Courtesy Photo
Directed by Jay Roach

Starring Mike Myers, Elizabeth Hurley, Michael York, Mimi Rogers & Robert Wagner.

Cameos: Carrie Fisher, Tom Arnold, Beavis & Butthead.

Read our review of
"Austin Powers: The Spy Who Shagged Me"
"Austin Powers in Goldmember"

"Austin Powers:
International Man of Mystery"


Opened: May 2, 1997 Rated: PG-13


If anybody can make a James Bond spoof as deadpan funny as "Our Man Flint" it's Mike Myers, or so I told myself in anticipation of "Austin Powers: International Man of Mystery."

I hate being wrong.

Thirty years after the poker-faced "Flint" movies mocked 007 with debonair super-spy Derek Flint, who wore hip huggers with gadget belts and knew bouillabaisse like some secret agents know fine wine, James Bond has been resurrected and is once again ripe for satire.

But "Austin Powers" feels more like the unfortunate amalgamation of a drawer full of short skits Myers has been holding on to since "Saturday Night Live." His script (he wrote and produced in addition to starring) has only about 10 minutes of story used to weakly string together a catalog of knock-knock-quality jokes, many of which run on far longer than the small laugh they supply.

Early on the parody works. Opening in 1967, we find Austin Powers (Myers) is a British swinger/spy/fashion photographer/pop culture celebrity with a psychedelic carnival wardrobe of crushed velvet and cravats.

His nemesis Dr. Evil (also played by Myers) is, of course, a bald, scarred, nerhu-wearing terrorist who strokes a fluffy white cat while killing off bounty hunters in his underground board room. Anyone who has seen early Bond pictures knows this is tease on Ernst Stavro Blofeld, the head of the dreaded SPECTRE.

There are dozens of nods to the Bond pictures in the early scenes, which have a Peter Sellers ring to them that raises the audience's hopes.

But Sellers himself was in a disappointing Bond spoof once -- "Casino Royale" -- a fact that serves as a harbinger that "Austin Powers" is headed for trouble.

For no apparent reason, Dr. Evil has himself cryogenically frozen during a shoot-out with Powers and re-emerges 30 years later to take another stab at world domination. Powers follows suit, waking up in 1997, and the rest of the film is one long fish-out-of-water joke with the occasional overt sexual innuendo thrown in when things get slow.

After the set-up, plot pointers show up only periodically to vaguely outline Dr. Evil's plan to steal a nuke and ransom the world for $1 million (his grasp of economics is 30 years behind).

That throw-away plot, totally void of deft or ironic references that could have made the movie cagey and clever, instead serves only as a wire framework for three run-on gags.

Gag one: Powers is paired with Agent Kensington (Elizabeth Hurley), the conservative daughter of his former sex-pot partner.

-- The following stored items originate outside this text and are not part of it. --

PR #65, opened 2024-09-10
feat(ADR-25): Remove voting power from jailed finality providers

### LINKED ISSUE #64: Jail sluggish finality providers
[ref](https://github.com/babylonlabs-io/babylon/issues/8)

In the current implementation, we have identified sluggish finality providers. To complete the jailing mechanism, we need to remove the voting power of those finality providers to improve finality liveness. In particular, this needs the following changes:

**Babylon side**
- [ ] Jail sluggish finality providers by not assigning voting power for future blocks
- [ ] Allow unjailing of jailed finality providers after a certain duration

**Finality provider side**
- [ ] Stop the daemon if the finality provider is jailed
- [ ] CLI to support unjailing

gitferry:
This PR partially closes #64 by jailing sluggish finality providers by not assigning voting power to them in the voting power table. In particular, this PR made the following changes:
1. Change the `sluggish` label of a finality provider to `jailed`.
2. Implement `AfterSluggishFinalityProviderDetected` hook in the `x/btcstaking` module to set the label of a finality provider to `jailed`. 
3. Introduce `EventJailedFinalityProvider` event as `EventPowerDistUpdate`, which is emitted after a finality provider is jailed.
4. Introduce a new parameter `jail_duration` to `x/finality` (needs to handle upgrade in a separate PR).
5. Introduce a new field `jailed_until` to `FinalityProviderSigningInfo` in `x/finality`, which is calculated as the timestamp of the jailing block plus the `jail_duration` of the parameter.
6. Clear the signing info record of the jailed finality provider and set `jailed_until=jailingBlock.Time.Add(params.JailDuration)`.
7. Within the `BeginBlocker` of the next block, upon `EventJailedFinalityProvider`, record the finality provider public key and do not assign voting power to it.
8. Modify relevant tests


x/epoching/keeper/msg_server.go
```diff
@@ -242,7 +243,7 @@ func (ms msgServer) WrappedCancelUnbondingDelegation(goCtx context.Context, msg
 		)
 	}
 
-	blockHeight := uint64(ctx.BlockHeader().Height)
+	blockHeight := uint64(ctx.HeaderInfo().Height)
```
maurolacy, line 246: What is the difference here? Just curious.

x/btcstaking/keeper/power_dist_change.go
```diff
@@ -150,15 +150,14 @@ func (k Keeper) ProcessAllPowerDistUpdateEvents(
 	ctx context.Context,
 	dc *types.VotingPowerDistCache,
 	events []*types.EventPowerDistUpdate,
-	maxActiveFps uint32,
```
maurolacy, line 153: Is this max being enforced somewhere else? Just curious.

x/finality/keeper/liveness.go
```diff
@@ -200,3 +182,21 @@ func (k Keeper) updateSigningInfo(
...
+	}
+
+	err = sdk.UnwrapSDKContext(ctx).EventManager().EmitTypedEvent(
+		finalitytypes.NewEventJailedFinalityProvider(fpBtcPk),
+	)
+	if err != nil {
+		return fmt.Errorf("failed to emit sluggish finality provider detected event: %w", err)
+	}
+
+	finalitytypes.IncrementSluggishFinalityProviderCounter()
```
maurolacy, line 199: Checked and couldn't find the call to the corresponding 'Decrement` call. Perhaps just remove this counter?

x/finality/types/params.go
```diff
@@ -13,6 +14,7 @@ const (
 	DefaultSignedBlocksWindow = int64(100)
 	DefaultMinPubRand         = 100
 	DefaultFinalitySigTimeout = 3
+	DefaultJailDuration       = 60 * 10 * time.Second // 10 min
```
maurolacy, line 17: This looks like too little to me. 25 hours or so sounds reasonable. So that jailing:

- Is a punishment in itself for being offline.
- Gives some time to the operator to properly restore service / recover liveness.

maurolacy (approved):
LGTM. Just some questions / suggestions for default jailing duration.

Agree with removing the distinction between sluggish and jailed, as they are basically the same state (i.e. sluggish => jailed).

I've seen that in some impls jailed and slashed are also, not exactly the same state, but implied (slashed => jailed). This can be done as well in a follow-up, as it might simplify the code paths, checks, etc. The only requirement would be, slashed => jailed with jailing duration = forever, i.e. you cannot unjail after slashing.

x/epoching/keeper/msg_server.go
gitferry: `ctx.BlockHeader()` returns `ctx.header` which is deprecated. We should use `HeaderInfo` instead. See https://github.com/cosmos/cosmos-sdk/blob/698627016d64dbf33bea01837364c5a6e55a1ee3/types/context.go#L45

x/btcstaking/keeper/power_dist_change.go
gitferry: Yep, here https://github.com/babylonlabs-io/babylon/blob/0a90a5e404fecdd0650bc0042ffff6735e6f515b/x/btcstaking/keeper/power_dist_change.go#L75.

x/finality/types/metrics.go
```diff
@@ -63,10 +63,10 @@ func IncrementSluggishFinalityProviderCounter() {
 	)
 }
 
-// DecrementSluggishFinalityProviderCounter increments the counter for the sluggish
+// DecrementJailedFinalityProviderCounter increments the counter for the jailed
```
maurolacy, line 66:
```suggestion
// DecrementJailedFinalityProviderCounter decrements the counter for the jailed
```

x/finality/types/params.go
gitferry: This was copied from Cosmos SDK but yeah I agree that 1 day seems more reasonable. Fixed in [2caa4af](https://github.com/babylonlabs-io/babylon/pull/65/commits/2caa4af037b38ed3a30efbf8ae82a671ec6ddb75)

proto/babylon/finality/v1/finality.proto
```diff
@@ -64,4 +66,7 @@ message FinalityProviderSigningInfo {
     // missed_blocks_counter defines a counter to avoid unnecessary array reads.
     // Note that `Sum(MissedBlocksBitArray)` always equals `MissedBlocksCounter`.
     int64 missed_blocks_counter = 3;
+    // Timestamp until which the validator is jailed due to liveness downtime.
+    google.protobuf.Timestamp jailed_until = 4
+    [(gogoproto.stdtime) = true, (gogoproto.nullable) = false, (amino.dont_omitempty) = true];
```
RafilxTenfen, line 71: if this cannot be null, what time it will be when the FP is not jailed?

proto/babylon/btcstaking/v1/events.proto
```diff
@@ -40,11 +40,19 @@ message EventPowerDistUpdate {
     bytes pk = 1 [ (gogoproto.customtype) = "github.com/babylonlabs-io/babylon/types.BIP340PubKey" ];
   }
 
+  // EventJailedFinalityProvider defines an event that a finality provider
+  // is jailed
+  message EventJailedFinalityProvider {
```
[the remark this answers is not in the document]
RafilxTenfen: also, we should add the fp cosmos SDK address to this as well

RafilxTenfen (commented):
LGTM, only some suggestions

proto/babylon/btcstaking/v1/events.proto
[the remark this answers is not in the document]
RafilxTenfen: I was thinking for easily finding the event from query from a FP point of view

RafilxTenfen (approved):

proto/babylon/finality/v1/finality.proto
RafilxTenfen: got it, thanks!

Lazar955 (approved):
Nice work 🚀

proto/babylon/btcstaking/v1/events.proto
```diff
@@ -40,11 +40,19 @@ message EventPowerDistUpdate {
...
+    bytes pk = 1 [ (gogoproto.customtype) = "github.com/babylonlabs-io/babylon/types.BIP340PubKey" ];
+  }
+
   // ev is the event that affects voting power distribution
   oneof ev {
     // slashed_fp means a finality provider is slashed
     EventSlashedFinalityProvider slashed_fp = 1;
+    // jailed_fp means a finality provider is jailed
+    EventJailedFinalityProvider jailed_fp = 2;
```
SebastianElvis, line 54: We will have an unjailed event in subsequent PRs right?

x/btcstaking/keeper/hooks.go
```diff
@@ -22,18 +21,5 @@ func (k Keeper) Hooks() Hooks {
 
 // AfterSluggishFinalityProviderDetected updates the status of the given finality provider to `sluggish`
 func (h Hooks) AfterSluggishFinalityProviderDetected(ctx context.Context, fpPk *bbntypes.BIP340PubKey) error {
```
SebastianElvis, line 23: Do we want to change another word other than sluggish?

x/finality/keeper/liveness.go
```diff
@@ -200,3 +182,21 @@ func (k Keeper) updateSigningInfo(
 
 	return modifiedSignInfo, &signInfo, nil
 }
+
+func (k Keeper) jailSluggishFinalityProvider(ctx context.Context, fpBtcPk *types.BIP340PubKey) error {
+	err := k.hooks.AfterSluggishFinalityProviderDetected(ctx, fpBtcPk)
+	if err != nil {
+		return err
+	}
```
SebastianElvis, line 190: How about we call `k.BTCStakingKeeper.JailFinalityProvider` directly? From what I see the `AfterSluggishFinalityProviderDetected` hook is only used here and its only functionality is to call `JailFinalityProvider`. Removing this hook relationship makes the code easier to understand

proto/babylon/finality/v1/finality.proto
SebastianElvis: What do you think about making this nullable and we use a nil check to determine the jailing status of a FP?

x/finality/keeper/liveness.go
```diff
@@ -74,54 +82,28 @@ func (k Keeper) HandleFinalityProviderLiveness(ctx context.Context, fpPk *types.
...
-			return err
+		if err := k.jailSluggishFinalityProvider(ctx, fpPk); err != nil {
+			return fmt.Errorf("failed to jail sluggish finality provider %s: %w", fpPk.MarshalHex(), err)
 		}
 
-		if err := sdkCtx.EventManager().EmitTypedEvent(
-			finalitytypes.NewEventSluggishFinalityProviderDetected(fpPk),
-		); err != nil {
-			panic(fmt.Errorf("failed to emit sluggish finality provider detected event for height %d: %w", height, err))
+		signInfo.JailedUntil = sdkCtx.HeaderInfo().Time.Add(params.JailDuration)
```
SebastianElvis, line 94: Just to confirm, this value will be checked in `MsgUnjail` in subsequent PRs right?

SebastianElvis (commented):
Great work! Mostly questions

proto/babylon/btcstaking/v1/events.proto
gitferry: I don't think so because for unjailing, we just need to revert the `jailed` flag in the finality provider and voting power will be assigned. In [a1b253d](https://github.com/babylonlabs-io/babylon/pull/65/commits/a1b253d42261366bb623674f0b611d4cf49df885), we used the same approach as we did in the timestamping pub rand where `isJailed` is introduced to the fp dist info and if `isJailed` is true, the voting power will be hidden. In another word, `jailing` should not affect delegation accumulation.

x/btcstaking/keeper/hooks.go
gitferry: I'm not sure. The logic here is that `sluggish detected` -> `jail fp` -> `slash rewards`. Do you have something in mind?

x/finality/keeper/liveness.go
gitferry: We would have `slashing reward` logic in the future. So better to insert it here?

proto/babylon/finality/v1/finality.proto
gitferry: Hmmm the jailing status should be obtained from the fp proto other than the signing info but it can also be inferred by checking whether the value is zero

x/finality/keeper/liveness.go
gitferry: Exactly

proto/babylon/btcstaking/v1/events.proto
SebastianElvis: Under which condition will `IsJailed` be reverted? This is slightly different from `IsTimestamped` which won't be reverted once set `true`

x/finality/keeper/liveness.go
SebastianElvis: We can add the logic of slashing rewards into `JailFinalityProvider`, as removing FP voting power and slashing its reward always need to be done at the same time. No strong opinion on this though

proto/babylon/btcstaking/v1/events.proto
gitferry: we update `IsJailed` of each fp dist info of the cache within `recordVotingPowerAndCache` like we did for updating the timestamping status. See https://github.com/babylonlabs-io/babylon/blob/a1b253d42261366bb623674f0b611d4cf49df885/x/btcstaking/keeper/power_dist_change.go#L100

x/finality/keeper/liveness.go
gitferry: Agreed that jailing and slashing rewards should happen at the same time, so we can achieve this by having both modules implement the same hook. Some [discussion](https://github.com/babylonchain/babylon/pull/681#discussion_r1660620692) about why we decided to use a hook.

proto/babylon/btcstaking/v1/events.proto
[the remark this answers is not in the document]
gitferry: this event (also the event for slashing) is not emitted for query but consumed internally for updating the voting table

x/btcstaking/keeper/power_dist_change.go
```diff
@@ -91,11 +91,17 @@ func (k Keeper) recordVotingPowerAndCache(ctx context.Context, prevDc, newDc *ty
...
+		// all the pub rand committed by the fpDistInfo, which might slow down
 		// the process, need optimization
-		fp.IsTimestamped = k.FinalityKeeper.HasTimestampedPubRand(ctx, fp.BtcPk, babylonTipHeight)
+		fpDistInfo.IsTimestamped = k.FinalityKeeper.HasTimestampedPubRand(ctx, fpDistInfo.BtcPk, babylonTipHeight)
+
+		fp, err := k.GetFinalityProvider(ctx, fpDistInfo.BtcPk.MustMarshal())
+		if err != nil {
+			panic(fmt.Errorf("the finality provider %s does not exist: %w", fp.BtcPk.MarshalHex(), err))
+		}
+		fpDistInfo.IsJailed = fp.IsJailed()
```
SebastianElvis, line 104: This will cause some overhead imo -- upon every new block computing the new voting power table will need to retrieve all FPs in the DB, leading to `O(n)` overhead in DB read where `n` is the number of FPs. This was not the case where the DB overhead is `O(# of BTC delegations with state updates)`.

Since we will have `MsgUnjail` anyway, how about we do the state update using the event-based approach similar to the existing events? That is,

- Add a field `IsJailed` to `FinalityProviderDistInfo`
- Upon jailing a FP, push a jailed event to the event queue
- Upon `MsgUnjail` is approved, push an unjailed event to the event queue
- `ProcessAllPowerDistUpdateEvents` processes all the corresponding jailed/unjailed events and sets `IsJailed` for corresponding `FinalityProviderDistInfo` objects

x/finality/keeper/liveness.go
SebastianElvis: Sure. In fact `x/finality` module has access to `x/incentive` so it can invoke the incentive module to slash the reward. But no problem if you think this is better done in a hook

x/btcstaking/keeper/power_dist_change.go
gitferry: Nice point! Chaned to setting `IsJailed` to `FinalityProviderDistInfo` upon event processing and will have `UnjailEvent` to revert the flag in the subsequent PR

x/btcstaking/types/incentive.go
```diff
@@ -56,6 +56,9 @@ func (dc *VotingPowerDistCache) ApplyActiveFinalityProviders(maxActiveFPs uint32
 		if !fp.IsTimestamped {
 			break
 		}
+		if fp.IsJailed {
+			break
+		}
```
SebastianElvis, line 61: Given all these new jailed/timestamped concepts, I started to feel `TotalVotingPower` is no longer an accurate name. How about we rename it to sth like `TotalBTCStake`? Not for this PR, just some thought

SebastianElvis (approved):
Great work!

x/btcstaking/types/incentive.go
gitferry: Good point. Tracked in https://github.com/babylonlabs-io/babylon/issues/72. Will fix it in a separate PR

x/btcstaking/types/btcstaking.go
```diff
@@ -42,18 +42,24 @@ func (fp *FinalityProvider) ValidateBasic() error {
...
 		}
 		if !fps[i].IsTimestamped && fps[j].IsTimestamped {
 			return false
 		}
+		if !fps[i].IsJailed && fps[j].IsJailed {
+			return true
+		}
+		if fps[i].IsJailed && !fps[j].IsJailed {
+			return false
+		}
```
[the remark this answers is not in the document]
gitferry: That would be cleaner. Fixed in [a871d44](https://github.com/babylonlabs-io/babylon/pull/65/commits/a871d44af7256d48ec854312fffe3bdcd4d719f4)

Powers' continual propositions to "shag" get old quickly.

Gag two: Dr. Evil tries to buddy up to his disinterested, Generation X son, born of a test-tube experiment while he was in deep freeze ("But dad, I don't want to take over the world," etc., etc.).

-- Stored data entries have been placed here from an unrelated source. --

PR #69, opened 2024-09-12
feat: Babylon FP cascaded slashing

gusin13:
There are 2 user stories related to Cascaded Slashing 

1. When Babylon FP is slashed
- Find all delegations involving this slashed FP
- For each such delegation find all the restaked consumer ID's
- For each involved consumer, send IBC packet to notify this slashing event. 

2. When Consumer FP is slashed on consumer chain. 
- Consumer sends slashing evidence to Babylon through IBC
- After receiving such event, Babylon performs the same steps as in 1. 

This PR implements User story 1. 
Also includes e2e tests.


x/btcstaking/types/btc_staking_consumer_events.go
```diff
@@ -99,3 +99,13 @@ func CreateUnbondedBTCDelegationEvent(unbondedDel *BTCDelegation) (*BTCStakingCo
 
 	return event, nil
 }
+
+func CreateSlashedBTCDelegationEvent(slashedDel *BTCDelegation) *BTCStakingConsumerEvent {
+	return &BTCStakingConsumerEvent{
+		Event: &BTCStakingConsumerEvent_SlashedDel{
+			SlashedDel: &SlashedBTCDelegation{
+				StakingTxHash: slashedDel.MustGetStakingTxHash().String(),
```
SebastianElvis, line 107: The extracted SK is still necessary for this packet? as the consumer side needs to verify the FP is indeed slashed

x/btcstaking/keeper/finality_providers.go
```diff
@@ -67,6 +68,35 @@ func (k Keeper) SlashFinalityProvider(ctx context.Context, fpBTCPK []byte) error
...
+		// Get consumer IDs of non-Babylon finality providers
+		restakedFPConsumerIDs, err := k.restakedFPConsumerIDs(ctx, delegation.FpBtcPkList)
+		if err != nil {
+			return err
+		}
+
+		// Send event to each involved consumer chain
+		for _, consumerID := range restakedFPConsumerIDs {
+			// TODO: repeated set ops in KV store is inefficient; consider refactoring
+			if err := k.AddBTCStakingConsumerEvent(ctx, consumerID, consumerEvent); err != nil {
```
SebastianElvis, line 91: As the first step, we can refactor the function to take a list of `consumerEvent`s, append them to the `BTCStakingIBCPacket`, and set it back to DB

x/btcstaking/keeper/finality_providers.go
```diff
@@ -67,6 +68,35 @@ func (k Keeper) SlashFinalityProvider(ctx context.Context, fpBTCPK []byte) error
...
+func (k Keeper) PropagateFPSlashingToConsumers(ctx context.Context, fpBTCPK *bbn.BIP340PubKey) error {
+	// Get all delegations for this finality provider
+	delegations, err := k.getFPBTCDelegations(ctx, fpBTCPK)
+	if err != nil {
+		return err
+	}
+
+	for _, delegation := range delegations {
+		// Create SlashedBTCDelegation event
+		consumerEvent := types.CreateSlashedBTCDelegationEvent(delegation)
```
SebastianElvis, line 80: This function does not seem optimal indeed.

How about we refactor this parts as following:

- Have a function that given a slashed FP, outputs a map where key is consumer ID and value is a list of `SlashedBTCDelegation` events.
- Given this map, for each consumer ID, we append them to the IBC packet using `AddBTCStakingConsumerEvent`

Here the function can be implemented as follows: for each delegation, gets all involved FPs and then involved consumer IDs, and appends the events to involved consumer IDs in the map

x/btcstaking/types/btc_staking_consumer_events.go
SebastianElvis: > is it ok if we send slashing evidence instead of extracted SK and let the contract handle the extraction process (based on the full-validation feature flag), wdyt?

Yep sounds good to me, as this offsets computational cost on Babylon side to consumer side :+1:

x/btcstaking/keeper/btc_staking_consumer_events.go
```diff
@@ -40,6 +40,37 @@ func (k Keeper) AddBTCStakingConsumerEvent(ctx context.Context, consumerID strin
 	return nil
 }
 
+func (k Keeper) AddBTCStakingConsumerEvents(ctx context.Context, consumerID string, events []*types.BTCStakingConsumerEvent) error {
```
SebastianElvis, line 43: I'd say `AddBTCStakingConsumerEvent` can be removed or simply be a wrapper of this function

x/btcstaking/keeper/finality_providers.go
```diff
@@ -67,6 +68,94 @@ func (k Keeper) SlashFinalityProvider(ctx context.Context, fpBTCPK []byte) error
...
+		seenConsumers := make(map[string]bool)
+
+		for _, delegationFPBTCPK := range delegation.FpBtcPkList {
+			fpBTCPKHex := delegationFPBTCPK.MarshalHex()
+			consumerID, exists := fpToConsumerMap[fpBTCPKHex]
+			if !exists {
+				// If not in map, check if it's a Babylon FP or get its consumer
+				if _, err := k.GetFinalityProvider(ctx, delegationFPBTCPK); err == nil {
+					continue // It's a Babylon FP, skip
+				} else if consumerID, err = k.bscKeeper.GetConsumerOfFinalityProvider(ctx, &delegationFPBTCPK); err == nil {
```
SebastianElvis, line 140: Is calling `GetConsumerOfFinalityProvider` enough? as if a FP is a consumer FP then `GetFinalityProvider` has to return error

SebastianElvis (approved):
Lgtm :+1: great work

x/btcstaking/keeper/finality_providers.go
```diff
@@ -67,6 +68,94 @@ func (k Keeper) SlashFinalityProvider(ctx context.Context, fpBTCPK []byte) error
...
+					// Found consumer, add to map
+					fpToConsumerMap[fpBTCPKHex] = consumerID
+				} else {
+					return nil, types.ErrFpNotFound.Wrapf("finality provider pk %s is not found", fpBTCPKHex)
+				}
+			}
+
+			// Add event to the consumer's event list only if not seen for this delegation
+			if !seenConsumers[consumerID] {
+				consumerEvents[consumerID] = append(consumerEvents[consumerID], consumerEvent)
```
maurolacy, line 150: The ideal struct would be a consumer id map of a set (or boolean map) of delegations. So that you don't need the "seen" helper.

Nit: You can as well create a list of delegations (using their staking hash as id or so) here, and create the consumer events outside this function.

maurolacy (approved):
LGTM.

test/e2e/bcd_consumer_integration_test.go
```diff
@@ -221,16 +240,161 @@ func (s *BCDConsumerIntegrationTestSuite) Test5ActivateDelegation() {
...
+		}
+
+		// check if the consumerFp's BTC public key exists in the map
+		consumerFpBtcPkHex := consumerFp.BtcPk.MarshalHex()
+		fpInfo, exists := fpMap[consumerFpBtcPkHex]
+		if !exists {
+			return false
+		}
+
+		return fpInfo.BtcPkHex == consumerFp.BtcPk.MarshalHex() && fpInfo.Power == 0
```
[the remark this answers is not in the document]
maurolacy: Ah, yes. This FP is not slashed, but rather, its voting power is being discounted the slashed delegations of the slashed Babylon FP.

Gag three: Austin Powers and Dr. Evil are 30 years behind the times. Evil proposes punching a hole in the Ozone layer to kill humanity with skin cancer. When he's told that already happened, he goes with the old standby -- the nukes-and-ransom route.

The movie's shortcomings can be blamed squarely on Myers. It's his disappointing script that dwells forever on momentarily funny quips and tired stereotypes (Powers is English, therefore he has bad teeth), and his single-joke performances as Powers and Dr. Evil that dilute what could have been a snappy spoof.

After the initial homages to Flint and Bond (one girl has a double-entendre name that couldn't be printed in a family newspaper), the only fun to be had in "Austin Powers" is watching for cameos. The movie is littered with them.

Robert Wagner plays the one-eyed CEO of Evil's multi-billion dollar front company (so what does Evil need with all that ransom money anyway?) and Burt Bacharach serenades Agent Kensington on Powers' behalf.

Uncredited parts also go to Carrie Fisher, who pops up as a family therapist helping Evil work things out with junior; Tom Arnold, who plays a cowboy tourist that Powers runs into in a Las Vegas men's room; and Beavis and Butthead.